#### [TASK STATEMENT]
From the listing below, copy out every line where the word "play" appears.

#### [DATA FOR THE TASK]
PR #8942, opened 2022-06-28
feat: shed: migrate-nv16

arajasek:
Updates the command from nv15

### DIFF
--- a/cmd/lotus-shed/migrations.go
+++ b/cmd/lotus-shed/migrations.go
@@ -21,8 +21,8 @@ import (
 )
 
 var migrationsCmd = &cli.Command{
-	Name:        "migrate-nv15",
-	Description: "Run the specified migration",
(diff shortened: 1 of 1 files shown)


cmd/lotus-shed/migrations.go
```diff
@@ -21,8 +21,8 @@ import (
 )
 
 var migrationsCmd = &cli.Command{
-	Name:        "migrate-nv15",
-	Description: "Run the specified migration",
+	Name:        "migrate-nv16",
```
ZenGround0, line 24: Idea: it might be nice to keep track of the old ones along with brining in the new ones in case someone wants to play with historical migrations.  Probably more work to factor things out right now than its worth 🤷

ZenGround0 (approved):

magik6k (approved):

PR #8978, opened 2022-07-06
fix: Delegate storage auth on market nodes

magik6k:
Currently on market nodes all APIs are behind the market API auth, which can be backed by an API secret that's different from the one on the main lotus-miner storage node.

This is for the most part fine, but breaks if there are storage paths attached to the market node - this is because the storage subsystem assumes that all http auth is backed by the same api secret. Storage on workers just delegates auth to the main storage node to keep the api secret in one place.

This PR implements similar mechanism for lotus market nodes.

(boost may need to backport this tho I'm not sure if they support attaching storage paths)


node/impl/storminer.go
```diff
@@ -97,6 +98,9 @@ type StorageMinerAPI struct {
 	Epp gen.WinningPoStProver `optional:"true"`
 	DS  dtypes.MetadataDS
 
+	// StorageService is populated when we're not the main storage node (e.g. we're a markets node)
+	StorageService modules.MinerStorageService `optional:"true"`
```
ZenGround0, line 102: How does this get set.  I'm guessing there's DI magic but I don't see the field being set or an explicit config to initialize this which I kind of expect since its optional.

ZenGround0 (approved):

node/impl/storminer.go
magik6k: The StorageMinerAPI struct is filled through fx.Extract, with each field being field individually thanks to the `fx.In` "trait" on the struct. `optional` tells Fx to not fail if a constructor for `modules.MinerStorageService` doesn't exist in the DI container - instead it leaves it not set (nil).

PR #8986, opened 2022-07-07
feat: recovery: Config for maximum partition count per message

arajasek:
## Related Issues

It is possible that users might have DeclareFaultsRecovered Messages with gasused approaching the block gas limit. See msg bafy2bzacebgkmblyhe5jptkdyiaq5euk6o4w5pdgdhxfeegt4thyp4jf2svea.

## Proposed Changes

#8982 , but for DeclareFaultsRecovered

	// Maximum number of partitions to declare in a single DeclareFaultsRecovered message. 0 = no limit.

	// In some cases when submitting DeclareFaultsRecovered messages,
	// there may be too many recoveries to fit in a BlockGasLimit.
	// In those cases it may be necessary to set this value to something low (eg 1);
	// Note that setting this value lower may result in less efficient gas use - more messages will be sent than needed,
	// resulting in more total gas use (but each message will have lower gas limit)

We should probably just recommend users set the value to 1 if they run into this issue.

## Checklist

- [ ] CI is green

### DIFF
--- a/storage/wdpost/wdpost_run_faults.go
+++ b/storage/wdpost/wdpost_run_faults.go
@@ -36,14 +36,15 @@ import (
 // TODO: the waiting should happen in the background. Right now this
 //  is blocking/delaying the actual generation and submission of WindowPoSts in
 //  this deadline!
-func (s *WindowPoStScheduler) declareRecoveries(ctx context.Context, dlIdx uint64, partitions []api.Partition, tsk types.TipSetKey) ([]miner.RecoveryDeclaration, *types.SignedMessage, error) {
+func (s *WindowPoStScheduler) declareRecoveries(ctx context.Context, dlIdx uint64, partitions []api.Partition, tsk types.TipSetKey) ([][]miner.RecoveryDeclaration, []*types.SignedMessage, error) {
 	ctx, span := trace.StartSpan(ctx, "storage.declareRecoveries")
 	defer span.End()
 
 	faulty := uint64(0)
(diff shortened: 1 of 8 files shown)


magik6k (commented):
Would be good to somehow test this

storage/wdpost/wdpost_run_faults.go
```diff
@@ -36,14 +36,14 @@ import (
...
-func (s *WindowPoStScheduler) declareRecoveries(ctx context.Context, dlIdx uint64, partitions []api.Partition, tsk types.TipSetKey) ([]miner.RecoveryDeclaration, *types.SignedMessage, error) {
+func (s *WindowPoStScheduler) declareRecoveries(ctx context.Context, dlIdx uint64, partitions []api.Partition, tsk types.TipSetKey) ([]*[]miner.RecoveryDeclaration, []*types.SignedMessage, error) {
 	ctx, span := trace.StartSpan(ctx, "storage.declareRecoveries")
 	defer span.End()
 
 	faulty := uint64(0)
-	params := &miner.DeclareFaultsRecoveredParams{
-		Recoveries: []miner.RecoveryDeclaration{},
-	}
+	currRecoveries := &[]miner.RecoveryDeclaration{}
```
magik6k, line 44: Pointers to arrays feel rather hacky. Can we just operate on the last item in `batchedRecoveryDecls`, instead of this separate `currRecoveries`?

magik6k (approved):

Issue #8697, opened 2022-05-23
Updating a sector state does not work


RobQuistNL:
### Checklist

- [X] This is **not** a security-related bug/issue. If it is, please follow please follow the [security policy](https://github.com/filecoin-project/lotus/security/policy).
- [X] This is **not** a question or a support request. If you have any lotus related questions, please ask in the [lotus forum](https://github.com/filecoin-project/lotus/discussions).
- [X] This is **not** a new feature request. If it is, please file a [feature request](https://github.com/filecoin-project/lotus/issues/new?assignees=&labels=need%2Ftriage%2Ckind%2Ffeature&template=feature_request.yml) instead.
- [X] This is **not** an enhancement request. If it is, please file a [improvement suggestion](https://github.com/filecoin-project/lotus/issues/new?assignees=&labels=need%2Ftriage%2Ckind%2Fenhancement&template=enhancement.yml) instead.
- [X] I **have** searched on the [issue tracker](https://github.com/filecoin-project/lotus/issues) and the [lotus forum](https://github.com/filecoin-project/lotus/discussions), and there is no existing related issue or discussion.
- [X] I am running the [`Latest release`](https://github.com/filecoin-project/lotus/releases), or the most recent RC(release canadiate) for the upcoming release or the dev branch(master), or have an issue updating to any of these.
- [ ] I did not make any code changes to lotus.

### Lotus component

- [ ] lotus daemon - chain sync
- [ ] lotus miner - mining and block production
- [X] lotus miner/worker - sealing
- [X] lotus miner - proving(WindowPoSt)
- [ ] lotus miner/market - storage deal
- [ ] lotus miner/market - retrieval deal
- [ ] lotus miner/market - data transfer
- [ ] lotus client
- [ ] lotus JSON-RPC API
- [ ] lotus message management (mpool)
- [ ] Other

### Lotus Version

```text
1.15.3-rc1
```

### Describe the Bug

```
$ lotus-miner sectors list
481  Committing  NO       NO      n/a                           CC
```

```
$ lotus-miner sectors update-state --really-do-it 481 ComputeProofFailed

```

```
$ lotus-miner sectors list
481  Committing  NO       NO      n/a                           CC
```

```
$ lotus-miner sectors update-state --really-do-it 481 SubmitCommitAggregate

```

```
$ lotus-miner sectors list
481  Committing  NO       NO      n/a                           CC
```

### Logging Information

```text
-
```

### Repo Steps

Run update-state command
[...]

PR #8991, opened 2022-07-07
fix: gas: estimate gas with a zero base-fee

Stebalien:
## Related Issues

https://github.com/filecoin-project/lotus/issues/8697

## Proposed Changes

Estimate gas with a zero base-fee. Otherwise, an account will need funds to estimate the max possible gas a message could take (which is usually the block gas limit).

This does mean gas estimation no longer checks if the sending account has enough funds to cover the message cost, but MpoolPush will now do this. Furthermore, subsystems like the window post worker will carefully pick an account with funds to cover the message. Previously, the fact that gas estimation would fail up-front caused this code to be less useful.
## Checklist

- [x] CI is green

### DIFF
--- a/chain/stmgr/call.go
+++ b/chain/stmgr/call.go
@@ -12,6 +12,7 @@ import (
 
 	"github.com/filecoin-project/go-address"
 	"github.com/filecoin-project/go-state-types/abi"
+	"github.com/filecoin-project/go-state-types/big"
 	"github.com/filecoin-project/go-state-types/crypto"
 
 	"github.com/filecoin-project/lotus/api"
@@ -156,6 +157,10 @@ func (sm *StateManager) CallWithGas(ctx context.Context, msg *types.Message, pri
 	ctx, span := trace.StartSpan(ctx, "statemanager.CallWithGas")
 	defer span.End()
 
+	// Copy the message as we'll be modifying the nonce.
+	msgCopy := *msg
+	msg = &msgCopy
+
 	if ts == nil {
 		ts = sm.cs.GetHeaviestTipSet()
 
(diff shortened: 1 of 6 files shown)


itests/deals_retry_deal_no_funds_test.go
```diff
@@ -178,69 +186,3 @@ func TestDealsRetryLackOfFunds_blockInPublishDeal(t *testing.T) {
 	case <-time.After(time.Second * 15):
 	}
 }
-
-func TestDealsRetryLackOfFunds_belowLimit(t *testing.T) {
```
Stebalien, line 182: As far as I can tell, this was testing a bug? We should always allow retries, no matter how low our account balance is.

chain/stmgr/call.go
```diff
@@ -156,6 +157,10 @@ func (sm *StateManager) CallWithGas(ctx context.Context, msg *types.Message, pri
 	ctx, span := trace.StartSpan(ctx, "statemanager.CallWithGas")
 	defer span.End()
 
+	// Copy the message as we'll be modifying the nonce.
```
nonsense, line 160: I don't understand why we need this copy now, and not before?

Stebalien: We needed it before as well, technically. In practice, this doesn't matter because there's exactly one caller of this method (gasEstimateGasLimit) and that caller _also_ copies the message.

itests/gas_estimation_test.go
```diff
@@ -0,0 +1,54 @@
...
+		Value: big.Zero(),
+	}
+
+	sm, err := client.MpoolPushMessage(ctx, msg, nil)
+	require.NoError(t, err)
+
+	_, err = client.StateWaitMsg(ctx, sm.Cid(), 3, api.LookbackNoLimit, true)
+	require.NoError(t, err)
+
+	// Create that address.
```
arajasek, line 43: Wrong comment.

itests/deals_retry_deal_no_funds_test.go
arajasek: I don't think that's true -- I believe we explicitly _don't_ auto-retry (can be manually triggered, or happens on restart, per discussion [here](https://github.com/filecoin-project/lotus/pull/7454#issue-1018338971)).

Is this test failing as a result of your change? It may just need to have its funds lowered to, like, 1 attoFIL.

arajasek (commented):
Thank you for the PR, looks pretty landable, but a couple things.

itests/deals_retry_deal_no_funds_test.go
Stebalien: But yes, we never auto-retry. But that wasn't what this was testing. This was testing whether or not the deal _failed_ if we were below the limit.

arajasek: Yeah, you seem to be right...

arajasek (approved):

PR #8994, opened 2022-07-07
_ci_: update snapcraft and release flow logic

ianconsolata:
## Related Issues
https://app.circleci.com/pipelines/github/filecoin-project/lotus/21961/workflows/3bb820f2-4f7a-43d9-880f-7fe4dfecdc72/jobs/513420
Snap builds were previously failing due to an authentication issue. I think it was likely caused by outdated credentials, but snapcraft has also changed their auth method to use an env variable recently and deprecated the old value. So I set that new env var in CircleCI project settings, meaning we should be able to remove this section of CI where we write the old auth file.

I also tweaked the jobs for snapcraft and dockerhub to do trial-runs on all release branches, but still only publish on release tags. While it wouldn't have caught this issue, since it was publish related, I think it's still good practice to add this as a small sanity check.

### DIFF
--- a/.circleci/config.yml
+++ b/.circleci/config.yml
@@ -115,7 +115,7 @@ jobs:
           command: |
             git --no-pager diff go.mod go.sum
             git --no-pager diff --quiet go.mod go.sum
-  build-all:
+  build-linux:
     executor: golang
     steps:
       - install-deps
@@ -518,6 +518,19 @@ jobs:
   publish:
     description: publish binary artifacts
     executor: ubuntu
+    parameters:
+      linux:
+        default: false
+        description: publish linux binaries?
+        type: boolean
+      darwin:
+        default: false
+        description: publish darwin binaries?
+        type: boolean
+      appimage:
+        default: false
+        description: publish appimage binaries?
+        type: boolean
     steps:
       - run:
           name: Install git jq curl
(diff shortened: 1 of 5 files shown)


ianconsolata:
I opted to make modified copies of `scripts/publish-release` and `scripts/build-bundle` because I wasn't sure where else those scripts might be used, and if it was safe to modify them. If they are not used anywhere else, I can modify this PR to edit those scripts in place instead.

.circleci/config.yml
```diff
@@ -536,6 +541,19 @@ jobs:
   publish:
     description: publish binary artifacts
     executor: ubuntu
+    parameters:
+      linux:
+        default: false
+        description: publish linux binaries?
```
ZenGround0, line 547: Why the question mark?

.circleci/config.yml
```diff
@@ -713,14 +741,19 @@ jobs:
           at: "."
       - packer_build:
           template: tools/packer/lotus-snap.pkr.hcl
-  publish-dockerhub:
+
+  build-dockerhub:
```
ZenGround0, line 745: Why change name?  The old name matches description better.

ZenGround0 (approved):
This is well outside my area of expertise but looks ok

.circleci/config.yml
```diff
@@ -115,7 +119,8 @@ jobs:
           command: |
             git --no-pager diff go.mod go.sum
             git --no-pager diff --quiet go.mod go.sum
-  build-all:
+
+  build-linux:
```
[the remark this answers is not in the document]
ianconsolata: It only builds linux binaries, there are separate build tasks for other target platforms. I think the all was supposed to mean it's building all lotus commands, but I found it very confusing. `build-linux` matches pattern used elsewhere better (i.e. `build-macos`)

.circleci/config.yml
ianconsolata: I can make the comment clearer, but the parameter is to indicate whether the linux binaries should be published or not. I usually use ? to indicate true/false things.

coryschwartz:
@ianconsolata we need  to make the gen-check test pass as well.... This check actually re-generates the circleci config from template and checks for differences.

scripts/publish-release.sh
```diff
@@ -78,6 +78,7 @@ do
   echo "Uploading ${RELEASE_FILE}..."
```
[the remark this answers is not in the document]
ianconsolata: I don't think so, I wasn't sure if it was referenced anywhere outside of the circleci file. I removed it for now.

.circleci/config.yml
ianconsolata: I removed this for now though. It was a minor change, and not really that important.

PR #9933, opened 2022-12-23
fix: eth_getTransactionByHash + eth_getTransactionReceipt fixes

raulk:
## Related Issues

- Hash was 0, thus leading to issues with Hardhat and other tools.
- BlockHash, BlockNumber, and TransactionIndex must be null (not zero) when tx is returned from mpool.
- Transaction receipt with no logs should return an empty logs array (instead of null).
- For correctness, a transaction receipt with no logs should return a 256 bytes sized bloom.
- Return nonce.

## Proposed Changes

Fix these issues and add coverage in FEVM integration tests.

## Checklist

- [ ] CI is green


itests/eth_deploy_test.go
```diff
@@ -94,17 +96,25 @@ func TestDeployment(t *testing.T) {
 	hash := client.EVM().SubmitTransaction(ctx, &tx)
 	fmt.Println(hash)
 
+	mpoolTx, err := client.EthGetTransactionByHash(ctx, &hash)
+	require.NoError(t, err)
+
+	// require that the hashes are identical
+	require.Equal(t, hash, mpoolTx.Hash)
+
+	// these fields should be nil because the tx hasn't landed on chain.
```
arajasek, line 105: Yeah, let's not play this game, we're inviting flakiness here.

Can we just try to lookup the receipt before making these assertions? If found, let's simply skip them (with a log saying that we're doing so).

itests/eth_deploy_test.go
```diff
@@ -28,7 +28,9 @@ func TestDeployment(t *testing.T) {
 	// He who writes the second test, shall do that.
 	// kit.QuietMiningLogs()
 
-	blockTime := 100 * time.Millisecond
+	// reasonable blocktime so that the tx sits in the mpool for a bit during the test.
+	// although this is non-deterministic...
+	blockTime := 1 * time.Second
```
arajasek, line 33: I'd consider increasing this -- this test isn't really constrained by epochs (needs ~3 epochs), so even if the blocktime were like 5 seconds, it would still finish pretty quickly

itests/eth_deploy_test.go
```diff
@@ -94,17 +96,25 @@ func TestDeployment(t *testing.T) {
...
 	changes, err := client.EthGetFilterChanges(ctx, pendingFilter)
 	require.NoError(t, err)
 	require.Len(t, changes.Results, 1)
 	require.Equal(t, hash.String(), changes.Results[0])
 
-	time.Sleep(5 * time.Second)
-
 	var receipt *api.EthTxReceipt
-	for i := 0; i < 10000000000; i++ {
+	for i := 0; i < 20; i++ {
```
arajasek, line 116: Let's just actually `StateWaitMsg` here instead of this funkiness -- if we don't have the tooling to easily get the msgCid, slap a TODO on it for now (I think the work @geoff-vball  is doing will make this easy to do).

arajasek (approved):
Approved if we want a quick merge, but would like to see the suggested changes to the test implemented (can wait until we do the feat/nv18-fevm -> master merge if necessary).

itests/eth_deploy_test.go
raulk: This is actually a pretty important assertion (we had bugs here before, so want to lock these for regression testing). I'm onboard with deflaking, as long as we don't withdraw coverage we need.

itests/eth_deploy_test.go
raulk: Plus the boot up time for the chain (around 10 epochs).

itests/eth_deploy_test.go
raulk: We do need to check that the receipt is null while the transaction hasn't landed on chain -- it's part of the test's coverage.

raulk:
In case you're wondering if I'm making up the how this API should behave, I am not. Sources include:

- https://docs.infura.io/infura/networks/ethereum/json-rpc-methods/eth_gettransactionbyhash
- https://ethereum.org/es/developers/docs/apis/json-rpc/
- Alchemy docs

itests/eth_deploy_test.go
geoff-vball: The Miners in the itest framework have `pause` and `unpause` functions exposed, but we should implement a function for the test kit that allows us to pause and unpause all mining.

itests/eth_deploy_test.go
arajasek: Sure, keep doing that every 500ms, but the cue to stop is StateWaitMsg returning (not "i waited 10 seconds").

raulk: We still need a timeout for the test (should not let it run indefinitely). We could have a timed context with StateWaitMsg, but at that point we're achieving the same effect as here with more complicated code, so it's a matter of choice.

#### [TASK OUTPUT]
ZenGround0, line 24: Idea: it might be nice to keep track of the old ones along with brining in the new ones in case someone wants to play with historical migrations.  Probably more work to factor things out right now than its worth 🤷
arajasek, line 105: Yeah, let's not play this game, we're inviting flakiness here.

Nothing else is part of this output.